The development cycle for improving or creating an extension is as follows:
1. Think of great idea / Fulfil user request - Copy to clipboard
2. Imagine it won’t be too hard - Just copy some bytes to a buffer somewhere or something - setX(data)
3. Go looking for the Mozilla docs that pertain to the thing you’re trying to do. - surely it’s on “the interweb”
4. Fail. Look harder. - but where?
5. Eventually turn over the correct rock - Of course! I couldn’t find it because both Google and I are obviously too stupid.
6. Discover that the documentation only documents the straight forward text-only path, idly mentioning that you can use this interface to copy images and other stuff as well, but cleverly neglecting to mention the fact that this IS IMPOSSIBLE because there is nothing published anywhere that tells you how to do it.
7. Go looking for a particular component that you think might work but that is hidden deep within some archaic XPCOM interfaces that you can’t possibly find and even if you could, you’d have to trawl through the Gecko source to understand it because the documentation just doesn’t cover it and EVEN THEN, the source is next to useless so you’re just flapping your arms wildly in the air trying to figure something out.
8. Remember that you are part of a “great development community” with “active forums” and post a question.
9. Prepare a cup of tea as you wait for the iminent replies.
10. Watch lots of stupid questions get answered (the ones that Google CAN help on) for days while still blindly searching through source code, reference material and just trying random combinations of things you think could maybe magically work.
10. Give up.
11. Lie awake at night knowing that there HAS to be a way.
12. Start thinking outside the box.
13. Use a completely different approach that involves creating hidden images and hacking around in order to use some existing functionality that you found.
14. Have SUCCESS!! As long as your users will be happy to click an error box a few times and then somehow miraculously have it randomly work.

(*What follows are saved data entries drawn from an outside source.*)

PR #761, opened 2019-07-09
Spec: Pose privacy considerations

toji:
Describes the mitigations and checks that must be used when returning
pose data from the API. Also includes discussion of data adjustments
and the privacy considerations for returning immersive sessions. Pulls
heavily from privacy-security-explainer.md.

### DIFF
--- a/index.bs
+++ b/index.bs
@@ -325,6 +325,8 @@ When the <dfn method for="XR">requestSession(|mode|, |options|)</dfn> method is 
     1. Check if an [=immersive session request is allowed=], and if not [=reject=] |promise| with a "{{SecurityError}}" {{DOMException}} and return |promise|.
     1. If [=pending immersive session=] is <code>true</code> or [=active immersive session=] is not <code>null</code>, [=reject=] |promise| with an "{{InvalidStateError}}" {{DOMException}} and return |promise|.
     1. Set [=pending immersive session=] to <code>true</code>.
+  1. If |immersive| is <code>false</code>:
+    1. Check if an [=inline session request is allowed=], and if not [=reject=] |promise| with a "{{SecurityError}}" {{DOMException}} and return |promise|.
   1. Run the following steps [=in parallel=]:
     1. Choose |device| based on the following:
         <dl class="switch">
@@ -439,6 +441,8 @@ Some {{XRSessionMode}}s enable certain [=feature names=] as [=optional features=
     </tr>
   </tbody>
 </table>
+
+The combined list of [=feature names=] given by the {{XRSessionInit/requiredFeatures}}, {{XRSessionInit/optionalFeatures}}, and [=default features=] are collectively considered the <dfn>requested features</dfn> for an {{XRSession}}.
 
 <div class="algorithm" data-algorithm="resolve-features">
 
@@ -2109,6 +2113,19 @@ Sensitive Information {#sensitive-information-header}
 
 In the context of XR, <dfn>sensitive information</dfn> includes, but is not limited to, user configurable data such as interpupillary distance (IPD) and sensor-based data such as {{XRPose}}s. All {{XRSessionMode/"immersive-vr"}} and {{XRSessionMode/"immersive-ar"}} sessions will expose some amount of sensitive data, due to the user's pose being necessary to render anything. However, in some cases, the same sensitive information will also be exposed via {{XRSessionMode/"inline"}} sessions.
 
+### Active and focused document ### {#active-and-focused-document}
+A document MUST be [=active and focused=] at the time that [=sensitive information=] is requested.
+
+<div class="algorithm" data-algorithm="document-is-active-and-focused">
+
+To determine if a given {{Document}} |document| is <dfn>active and focused</dfn> the user agent MUST run the following steps:
+
+  1. If the [=currently focused area=] does not belong to |document|, return <code>false</code>
+  1. If |document| is not of the [=same origin-domain=] as the [=active document=], return <code>false</code>
+  1. Return <code>true</code>
+
+</div>
+
 ### Trustworthy documents and origins ### {#trustworthy-documents}
 In order to expose any [=sensitive information=] the requesting document MUST be considered [=trustworthy=].
 
@@ -2117,21 +2134,8 @@ In order to expose any [=sensitive information=] the requesting document MUST be
 To determine if a given {{Document}} |document| is <dfn>trustworthy</dfn> the user agent MUST run the following steps:
 
   1. If |document| is not a [=responsible=] document, return <code>false</code>
-  1. If |document| is not of a [=secure context=], return <code>false</code>
-  1. If |document|'s origin is blocked by [[#feature-policy|feature policy]], return <code>false</code>
-  1. Return <code>true</code>
-
-</div>
-
-### Active and focused document ### {#active-and-focused-document}
-In addition to being [=trustworthy=], a document MUST be [=active and focused=] at the time that [=sensitive information=] is requested.
-
-<div class="algorithm" data-algorithm="document-is-active-and-focused">
-
-To determine if a given {{Document}} |document| is <dfn>active and focused</dfn> the user agent MUST run the following steps:
-
-  1. If the [=currently focused area=] does not belong to |document|, return <code>false</code>
-  1. If |document| is not of the [=same origin-domain=] as the [=active document=], return <code>false</code>
+  1. If |document| is not [=active and focused=], return <code>false</code>
+  1. If |document|'s origin is not allowed to use the WebXR [[#feature-policy|feature policy]] or the [=underlying sensors=]' feature policies, return <code>false</code>
   1. Return <code>true</code>
 
 </div>
@@ -2188,10 +2192,20 @@ Users must be in control of when immersive sessions are created because the crea
 To determine if an <dfn>immersive session request is allowed</dfn> the user agent MUST run the following steps:
 
   1. If the request was not [=triggered by user activation=], return <code>false</code>
-  1. If the request does not originate from a [=trustworthy=] document and origin, return <code>false</code>
-  1. If the request does not originate from a document that is [=active and focused=], return <code>false</code>
-  1. If the request does not originates from a document that is allowed to use the WebXR [[#feature-policy|feature policy]] as well as the [=underlying sensors=]' feature policies, return <code>false</code>
-  1. If [=user intent=] is not well understood, either via [=explicit consent=] or [=implicit consent=], return <code>false</code>
+  1. If the requesting document is not considered [=trustworthy=], return <code>false</code>
+  1. If [=user intent=] to begin an [=immersive session=] is not well understood, either via [=explicit consent=] or [=implicit consent=], return <code>false</code>
+  1. Return <code>true</code>
+
+</div>
+
+Starting an {{XRSessionMode/"inline"}} session does not implicitly carry the same requirements, though additional requirements may be imposed depending on the session's [=requested features=].
+
+<div class="algorithm" data-algorithm="inline-session-allowed">
+
+To determine if an <dfn>inline session request is allowed</dfn> the user agent MUST run the following steps:
+
+  1. If the requesting document is not [=responsible=], return <code>false</code>
+  1. If requesting document's origin is not allowed to use the WebXR [[#feature-policy|feature policy]] or the [=underlying sensors=]' feature policies, return <code>false</code>
   1. Return <code>true</code>
 
 </div>
@@ -2205,19 +2219,23 @@ To determine if <dfn>poses may be reported</dfn> to an {{XRSession}} |session|, 
 
   1. Let |document| be the document that owns |session|.
   1. If the request does not originate from |document|, return <code>false</code>.
-  1. If |document| is not [=active and focused=], return <code>false</code>.
+  1. If |document| is not considered [=trustworthy=], return <code>false</code>.
   1. If |session|'s {{XRSession/visibilityState}} in not {{XRVisibilityState/"visible"}}, return <code>false</code>.
   1. Determine if the pose data can be returned as follows:
     <dl class="switch">
-      <dt> If [=user intent=] is well understood, either via [=explicit consent=] or [=implicit consent=]
+      <dt> If the pose data is known by the user agent to not expose fingerprintable sensor data
       <dd> Return <code>true</code>.
       <dt> If [=data adjustments=] will be applied to the underlying sensor data to prevent fingerprinting or profiling
+      <dd> Return <code>true</code>.
+      <dt> If [=user intent=] is well understood, either via [=explicit consent=] or [=implicit consent=]
       <dd> Return <code>true</code>.
       <dt> Otherwise
       <dd> Return <code>false</code>.
     </dl>
 
 </div>
+
+Note: The method by which a user agent determines that poses do not expose fingerprintable data is left to the user agent's discretion.
 
 The primary difference between {{XRViewerPose}} and {{XRPose}} is the inclusion of {{XRView}} information. When more than one view is present and the physical relationship between these views is configurable by the user, the relationship between these views is considered [=sensitive information=] as it can be used to fingerprint or profile the user.
 
--- a/index.bs
+++ b/index.bs
@@ -2221,7 +2221,7 @@ To determine if <dfn>poses may be reported</dfn> to an {{XRSession}} |session|, 
 
 The primary difference between {{XRViewerPose}} and {{XRPose}} is the inclusion of {{XRView}} information. When more than one view is present and the physical relationship between these views is configurable by the user, the relationship between these views is considered [=sensitive information=] as it can be used to fingerprint or profile the user.
 
-If the relationship between {{XRView}}s could uniquely identify the [=/XR device=], then the user agent MUST anonymized the {{XRView}} data to prevent fingerprinting. The method of anonymization is at the discretion of the user agent. Furthermore, if the relationship between {{XRView}}s is affected by a user-configured interpupillary distance, then it is strongly recommended that the user agent require [=explicit consent=] prior to reporting any {{XRView}} data.
+If the relationship between {{XRView}}s could uniquely identify the [=/XR device=], then the user agent MUST anonymized the {{XRView}} data to prevent fingerprinting. The method of anonymization is at the discretion of the user agent. Furthermore, if the relationship between {{XRView}}s is affected by a user-configured interpupillary distance, then it is strongly recommended that the user agent require [=explicit consent=] during session creation, prior to reporting any {{XRView}} data.
 
 <section class="unstable">
 Gaze Tracking {#gazetracking-security}
--- a/index.bs
+++ b/index.bs
@@ -2135,7 +2135,7 @@ To determine if a given {{Document}} |document| is <dfn>trustworthy</dfn> the us
 
   1. If |document| is not a [=responsible=] document, return <code>false</code>
   1. If |document| is not [=active and focused=], return <code>false</code>
-  1. If |document|'s origin is not allowed to use the WebXR [[#feature-policy|feature policy]] or the [=underlying sensors=]' feature policies, return <code>false</code>
+  1. If |document|'s origin is not allowed to use the WebXR [[#feature-policy|feature policy]], return <code>false</code>
   1. Return <code>true</code>
 
 </div>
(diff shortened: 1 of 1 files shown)


toji:
@johnpallett: Can't add you as a reviewer directly, but could you take a look at this?

index.bs
```diff
@@ -2153,6 +2154,68 @@ It is recommended that once [=explicit consent=] is granted for a specific [=/or
...
+
+Protected functionality {#protected-functionality}
+-----------------------
+
+The [=sensitive information=] exposed by the API can be divided into categories that share threat profiles and necessary protections against those threats.
+
+### Immersiveness ### {#protect-immersiveness}
+Users must be in control of when immersive sessions are created because the creation causes invasive changes on a user's machine. For example, starting an [=immersive session=] will engage the [=/XR device=] sensors, take over access to the device's display, and begin presentating immersive content which may terminate another application's access to the XR hardware. It may also incur significant power or performance overhead on some systems or trigger the launching of a status tray or storefront.
+
+<div class="algorithm" data-algorithm="immersive-session-allowed">
```
johnpallett: Do we need a similar algorithm for inline sessions? 

For context:
- The spec has sensitive data access requirements (#sensitive-information-header and #active-and-focused-document)
- An inline session only needs to meet sensitive data access requirements if it will actually expose sensitive data. This isn't always the case, e.g. An inline session with a viewer reference space and no inputs doesn't expose sensitive data
- _User intent_ requirements for sensitive data are spelled out in #761 and #762. Inline sessions can obtain user consent mid-session, so that seems to be covered.

However, AFAICT:
- The reference space feature requirements in #762 do not include sensitive data access requirements
- The pose data requirements in #761 only partially address sensitive data access requirements
- The algorithm below addresses sensitive data access requirements, but only for immersive sessions
- There doesn't appear to be an algorithm or set of requirements that would cause them to apply for inline sessions

Does this mean there is a chance that an inline session could be created that exposed sensitive data, but did not meet all the sensitive data access requirements? 

For example, could an insecure-origin inline session be created that exposes pose data in a local reference space? Where is the algorithm step that prevents that? 

Note: It's possible that this is covered, and I missed it. I'll review again tomorrow to double check.

index.bs
```diff
@@ -2153,6 +2154,68 @@ It is recommended that once [=explicit consent=] is granted for a specific [=/or
...
+      <dd> Return <code>true</code>.
+      <dt> Otherwise
+      <dd> Return <code>false</code>.
+    </dl>
+
+</div>
+
+The primary difference between {{XRViewerPose}} and {{XRPose}} is the inclusion of {{XRView}} information. When more than one view is present and the physical relationship between these views is configurable by the user, the relationship between these views is considered [=sensitive information=] as it can be used to fingerprint or profile the user.
+
+If the relationship between {{XRView}}s could uniquely identify the [=/XR device=], then the user agent MUST anonymized the {{XRView}} data to prevent fingerprinting. The method of anonymization is at the discretion of the user agent. Furthermore, if the relationship between {{XRView}}s is affected by a user-configured interpupillary distance, then it is strongly recommended that the user agent require [=explicit consent=] prior to reporting any {{XRView}} data.
```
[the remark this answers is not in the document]
johnpallett: _Note: Inline sessions might wish to do this later than session creation, but immersive sessions shouldn't, which is why I'm wondering about the timing here._

index.bs
```diff
@@ -2153,6 +2154,68 @@ It is recommended that once [=explicit consent=] is granted for a specific [=/or
...
+
+  1. Let |document| be the document that owns |session|.
+  1. If the request does not originate from |document|, return <code>false</code>.
+  1. If |document| is not [=active and focused=], return <code>false</code>.
+  1. If |session|'s {{XRSession/visibilityState}} in not {{XRVisibilityState/"visible"}}, return <code>false</code>.
+  1. Determine if the pose data can be returned as follows:
+    <dl class="switch">
+      <dt> If [=user intent=] is well understood, either via [=explicit consent=] or [=implicit consent=]
+      <dd> Return <code>true</code>.
+      <dt> If [=data adjustments=] will be applied to the underlying sensor data to prevent fingerprinting or profiling
```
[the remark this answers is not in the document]
johnpallett: Note: The explainer captures this by using the phrase 'may' instead of 'will'

index.bs
```diff
@@ -2153,6 +2154,68 @@ It is recommended that once [=explicit consent=] is granted for a specific [=/or
...
+  1. Return <code>true</code>
+
+</div>
+
+### Poses ### {#protect-poses}
+When based on sensor data, {{XRPose}} and {{XRViewerPose}} will expose [=sensitive information=] that may be misused in a number of ways, including input sniffing, gaze tracking, or fingerprinting.
+
+<div class="algorithm" data-algorithm="poses-allowed">
+
+To determine if <dfn>poses may be reported</dfn> to an {{XRSession}} |session|, the user agent MUST run the following steps:
```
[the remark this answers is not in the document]
toji: I disagree with the suggestion in this case specifically because we're defining an algorithm here that is explicitly called by the algorithm which populates the pose, which implies it'll be called every time.

index.bs
```diff
@@ -2196,7 +2259,7 @@ The feature identifier for this feature is <code>"xr"</code>.
 
 The [=default allowlist=] for this feature is <code>["self"]</code>.
 
-In addition to the <code>"xr"</code> feature policy, feature policies for underlying sensors must also be respected if a site could isolate and extract sensor data that would otherwise be blocked by those feature policies.
+In addition to the <code>"xr"</code> feature policy, feature policies for <dfn>underlying sensors</dfn> must also be respected if a site could isolate and extract sensor data that would otherwise be blocked by those feature policies.
```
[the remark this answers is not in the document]
toji: SGTM, though I'd still like to hear from @ddorwin and @NellWaliczek on the matter.

toji:
Okay, restructured the doc a bit based on John's comments and a quick call with him (thanks!) Hopefully this addressed the concerns raised and puts us in a bit better position for applying definitions like the document's "trustworthiness" in more places.

index.bs
```diff
@@ -2153,6 +2158,82 @@ It is recommended that once [=explicit consent=] is granted for a specific [=/or
...
+When based on sensor data, {{XRPose}} and {{XRViewerPose}} will expose [=sensitive information=] that may be misused in a number of ways, including input sniffing, gaze tracking, or fingerprinting.
+
+<div class="algorithm" data-algorithm="poses-allowed">
+
+To determine if <dfn>poses may be reported</dfn> to an {{XRSession}} |session|, the user agent MUST run the following steps:
+
+  1. Let |document| be the document that owns |session|.
+  1. If the request does not originate from |document|, return <code>false</code>.
+  1. If |document| is not considered [=trustworthy=], return <code>false</code>.
+  1. If |session|'s {{XRSession/visibilityState}} in not {{XRVisibilityState/"visible"}}, return <code>false</code>.
```
johnpallett: @toji sorry if I already asked this, should we also be checking be 'active and focused' ie:

```suggestion
  1. If |session|'s {{XRSession/visibilityState}} in not {{XRVisibilityState/"visible"}}, return <code>false</code>.
  1. If |document| is not [=active and focused=], return <code>false</code>.
```

toji: The `trustworthy` algorithm (referenced on line 2215 here) includes a check that the document is active and focused already.

index.bs
```diff
@@ -2196,7 +2277,7 @@ The feature identifier for this feature is <code>"xr"</code>.
 
 The [=default allowlist=] for this feature is <code>["self"]</code>.
 
-In addition to the <code>"xr"</code> feature policy, feature policies for underlying sensors must also be respected if a site could isolate and extract sensor data that would otherwise be blocked by those feature policies.
+In addition to the <code>"xr"</code> feature policy, feature policies for <dfn>underlying sensors</dfn> must also be respected if a site could isolate and extract sensor data that would otherwise be explicitly blocked by those feature policies' origin allow list.
```
johnpallett: Per #768 we may want to hold off on the underlying sensor requirement to avoid the anti-pattern of developers enabling sensors for hardware that doesn't need them. I realize this is the opposite of what I'd proposed before.

I'd suggest we remove this line.

index.bs
johnpallett: You're correct! I was looking at an older version of the algorithm. Thanks, you can resolve this.

index.bs
```diff
@@ -2153,6 +2158,82 @@ It is recommended that once [=explicit consent=] is granted for a specific [=/or
 
 Regardless of how long the user agent chooses to persist the user's consent, [=sensitive information=] MUST only be exposed by an {{XRSession}} which has not [=ended=]. 
 
+Data adjustments {#data-adjustments-header}
+----------------
+
+In some cases, security and privacy threats can be mitigated through <dfn>data adjustment</dfn>s such as throttling, quantizing, rounding, limiting, or otherwise manipulating the data reported from the [=/XR device=]. This may sometimes be necessary to avoid fingerprinting, even in situations when [=user intent=] has been established.  However, [=data adjustment=] mitigations MUST only be used in situations which would not result in user discomfort.
+
+### Throttling ### {#throttling}
+Throttling is when [=sensitive information=] is reported at a lower frequency than otherwise possible. This mitigation has the potential to reduce a site's ability to infer user intent, location, or perform user profiling. However, when not used appropriately throttling runs a significant risk of causing user discomfort. In addition, under many circumstances it may be inadequate to provide a complete mitigation.
```
NellWaliczek: nit: Grammar is a bit wrong in this sentence.  "location" probably needs to be prefaced with "infer"

>This mitigation has the potential to reduce a site's ability to infer user intent, location, or perform user profiling.

index.bs
```diff
@@ -2153,6 +2158,82 @@ It is recommended that once [=explicit consent=] is granted for a specific [=/or
...
+The [=sensitive information=] exposed by the API can be divided into categories that share threat profiles and necessary protections against those threats.
+
+### Immersiveness ### {#protect-immersiveness}
+Users must be in control of when immersive sessions are created because the creation causes invasive changes on a user's machine. For example, starting an [=immersive session=] will engage the [=/XR device=] sensors, take over access to the device's display, and begin presentating immersive content which may terminate another application's access to the XR hardware. It may also incur significant power or performance overhead on some systems or trigger the launching of a status tray or storefront.
+
+<div class="algorithm" data-algorithm="immersive-session-allowed">
+
+To determine if an <dfn>immersive session request is allowed</dfn> the user agent MUST run the following steps:
+
+  1. If the request was not [=triggered by user activation=], return <code>false</code>
```
NellWaliczek: Do we still need to expand the definition of user activation to include things like launching an installed web app?

index.bs
```diff
@@ -2108,29 +2113,29 @@ Sensitive Information {#sensitive-information-header}
...
+<div class="algorithm" data-algorithm="document-is-trustworthy">
 
-To determine if a given {{Document}} |document| is <dfn>active and focused</dfn> the user agent MUST run the following steps:
+To determine if a given {{Document}} |document| is <dfn>trustworthy</dfn> the user agent MUST run the following steps:
 
-  1. If the [=currently focused area=] does not belong to |document|, return <code>false</code>
-  1. If |document| is not of the [=same origin-domain=] as the [=active document=], return <code>false</code>
+  1. If |document| is not a [=responsible=] document, return <code>false</code>
+  1. If |document| is not [=active and focused=], return <code>false</code>
+  1. If |document|'s origin is not allowed to use the WebXR [[#feature-policy|feature policy]] or the [=underlying sensors=]' feature policies, return <code>false</code>
```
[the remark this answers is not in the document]
NellWaliczek: @johnpallett Is there already an issue tracking the need to make a decision on this topic?

index.bs
```diff
@@ -2153,6 +2158,82 @@ It is recommended that once [=explicit consent=] is granted for a specific [=/or
...
+
+</div>
+
+Starting an {{XRSessionMode/"inline"}} session does not implicitly carry the same requirements, though additional requirements may be imposed depending on the session's [=requested features=].
+
+<div class="algorithm" data-algorithm="inline-session-allowed">
+
+To determine if an <dfn>inline session request is allowed</dfn> the user agent MUST run the following steps:
+
+  1. If the requesting document is not [=responsible=], return <code>false</code>
```
NellWaliczek: As written this will allow inline sessions to trigger consent prompts without a user interaction.  Since that might slip through the cracks I'd like to confirm it is intentional. For context, the new api to prompt for access to accelerometer data was added since a bunch of sites already silently sniff this data.  However camera/mic access doesn't appear to have a interaction requirement.

index.bs
```diff
@@ -2153,6 +2158,82 @@ It is recommended that once [=explicit consent=] is granted for a specific [=/or
...
+### Poses ### {#protect-poses}
+When based on sensor data, {{XRPose}} and {{XRViewerPose}} will expose [=sensitive information=] that may be misused in a number of ways, including input sniffing, gaze tracking, or fingerprinting.
+
+<div class="algorithm" data-algorithm="poses-allowed">
+
+To determine if <dfn>poses may be reported</dfn> to an {{XRSession}} |session|, the user agent MUST run the following steps:
+
+  1. Let |document| be the document that owns |session|.
+  1. If the request does not originate from |document|, return <code>false</code>.
+  1. If |document| is not considered [=trustworthy=], return <code>false</code>.
```
NellWaliczek: Does this actually need to be called out given that immersive session creation and inline w/special features already gate on trustworthy documents?

index.bs
```diff
@@ -2153,6 +2158,82 @@ It is recommended that once [=explicit consent=] is granted for a specific [=/or
...
+      <dd> Return <code>false</code>.
+    </dl>
+
+</div>
+
+Note: The method by which a user agent determines that poses do not expose fingerprintable data is left to the user agent's discretion.
+
+The primary difference between {{XRViewerPose}} and {{XRPose}} is the inclusion of {{XRView}} information. When more than one view is present and the physical relationship between these views is configurable by the user, the relationship between these views is considered [=sensitive information=] as it can be used to fingerprint or profile the user.
+
+If the relationship between {{XRView}}s could uniquely identify the [=/XR device=], then the user agent MUST anonymized the {{XRView}} data to prevent fingerprinting. The method of anonymization is at the discretion of the user agent. Furthermore, if the relationship between {{XRView}}s is affected by a user-configured interpupillary distance, then it is strongly recommended that the user agent require [=explicit consent=] during session creation, prior to reporting any {{XRView}} data.
```
NellWaliczek: nit: typo "anonymized" -> "anonymize"

NellWaliczek: >Furthermore, if the relationship between {{XRView}}s is affected by a user-configured interpupillary distance, then it is strongly recommended that the user agent require [=explicit consent=] during session creation, prior to reporting any {{XRView}} data.

Does this need to be non-normative?

index.bs
```diff
@@ -2108,29 +2113,29 @@ Sensitive Information {#sensitive-information-header}
...
+<div class="algorithm" data-algorithm="document-is-active-and-focused">
 
-To determine if a given {{Document}} |document| is <dfn>trustworthy</dfn> the user agent MUST run the following steps:
+To determine if a given {{Document}} |document| is <dfn>active and focused</dfn> the user agent MUST run the following steps:
 
-  1. If |document| is not a [=responsible=] document, return <code>false</code>
-  1. If |document| is not of a [=secure context=], return <code>false</code>
-  1. If |document|'s origin is blocked by [[#feature-policy|feature policy]], return <code>false</code>
+  1. If the [=currently focused area=] does not belong to |document|, return <code>false</code>
+  1. If |document| is not of the [=same origin-domain=] as the [=active document=], return <code>false</code>
```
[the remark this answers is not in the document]
johnpallett: A primary consideration of this requirement is input sniffing. I could imagine a scenario where a user in an immersive session was presented with an OS-level virtual keyboard or notification input (possibly in response to an event triggered by a different origin).

index.bs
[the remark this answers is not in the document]
johnpallett: Good question; #768 contains the considerations and raises the question. It could be used either to track a decision about whether we should remove the requirement in the short-term, or could be used to find a longer-term solution. @ddorwin @NellWaliczek do you have a preference for how that conversation is structured?

index.bs
toji: This was because trustworthy status included active and focused, but I agree it reads a bit weird give that that's the only part of "trustworthiness" that can change. Replaced with "active and focused" directly.

index.bs
toji: How would we want to frame that? First impression is to say that if any of the required features will require explicit consent and the request was not triggered by user activation then reject, but in order for that to be predictable it assumes that all browsers consider the same features to require explicit consent, and I don't think that's practical. Another approach would be to say that if _any_ optional or required features are present then user activation is required, but that feels overly aggressive. Thoughts?

index.bs
toji: Ah, thank you for the reminder. Done.

@johnpallett, do you want to sanity check this new chunk of text for unintended consequences?

toji:
Updated the PR to address any feedback that isn't pending a separate decision.

index.bs
NellWaliczek: I'm not actually sure we'd even want to make a change here.  For example, camera/microphone don't require a user interaction before prompting.  Neither do notifications (though ugh that's sort of painful).

If we *did* decide to do this, the safest approach might just be to say we require a user action if any features are requested.  Alternatively, developers could call requestSession and only add a button to cause a user action if the initial call fails with a specific error.

index.bs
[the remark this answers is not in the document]
toji: I'm going to accept John's suggestion here because it seems like the overall lowest impact way to proceed forward for the following reason:

The intent behind this was to prevent pages from "backdooring" certain bits of accelerometer/gyro sensor data that may reveal things like pin entry on a 2D page. I think it's reasonable to say that this should not be a concern for `immersive-vr` because the context in which the sensors are being used is significantly different and has a different set of threat vectors (the handling of which is what this entire section is about.) The biggest concerning scenario, as such, is sensor-based tracking in `inline` mode. Fortunately for us this is not something with guaranteed availability. It may be rejected by the user or the UA, or simply not be supported by the device at all (desktop.) As such, if we were to introduce a similar restriction down the line the actual impact of it would be that some mobile devices start displaying the same inline behavior as a desktop device. That seems like a pretty soft failure, as these things go. Plus, it gives a clear indication that something has stopped working and gives us an opportunity to communicate why in the console at that point. If we went the other way and decided that these additional feature policies were not, in fact, necessary we would have a much more difficult time communicating to developers that they have now exposed certain features unnecessarily, since nothing would indicate that there was a problem to look into and it would be a mighty heuristics challenge to identify scenarios in which the developer ONLY was using those feature policies for WebXR and as such we could safely tell them to remove them.

index.bs
toji: > the safest approach might just be to say we require a user action if any features are requested.

Thinking this through: In an ideal world developers could throw up inline content with no sensor data immediately, and then at some point in the future when the user chooses to allow it they could upgrade in-place to start using sensors. I don't really see how that exact pattern could work out with how the API is structured, though (and have no desire to restructure it to work around this one issue.)

The problem is that even if you specify a feature as optional you'd have to either have consent granted or denied before the session was created, which would block the inline session in the "perfect" scenario. And even if you somehow proceeded without waiting for consent most apps would query the `local` space immediately, fail, and never check again. You could build out features for allowing consent to be async but... No.

So it seems like the "right" developer pattern here is to create a viewer-only inline session right away, then wait for consent to be granted for sensor data and, if granted, swap out the sessions at the point that the sensor-enabled session is created. That pattern works with either a immediate prompt via a butter bar or similar OR waiting on user interaction. One of them is far less annoying to the user, though, so I'd probably prefer to have any features require user interaction. Plus it's a pattern that's well-reflected in the native world where apps like Google Maps have little icons in their 360 views to toggle accelerometer-based rotation on and off. (It's also an easier restriction to loosen in the future, whereas adding it after the fact would be a significant breaking change.)

toji:
Okay, updated the PR to take into account the underlying sensor discussion and inline feature discussion, both of which I've dived into in greater detail above. I have not explicitly addressed the concern about iframes on desktop devices because I'm still not sure from the conversation if that's a scenario that we aren't concerned about. I do think it's something that we could loosen restrictions on in the future with no ill effects, though.

index.bs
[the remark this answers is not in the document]
NellWaliczek: @johnpallett I'm not sure we're talking about the same thing? In that case, wouldn't the previous bullet be the one that cause the algorithm to return false?

index.bs
NellWaliczek: Works for me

15. Try the old way again.
16. Harangue yourself for doing something so stupid.
17. Start thinking about doing those other projects you want to do. That game with the lasers and things.
18. Post to blog.
Please. If someone knows how to take an image, either as a Data URL, a series of bytes, or as an HTMLElement/XPCOMWrapper and get it onto the clipboard, tell me how you did it. Then I will tell you that it doesn’t work for me, but at least there’ll be some sort of discourse!
Then we can start trying to do it in Java as well as using the canvas.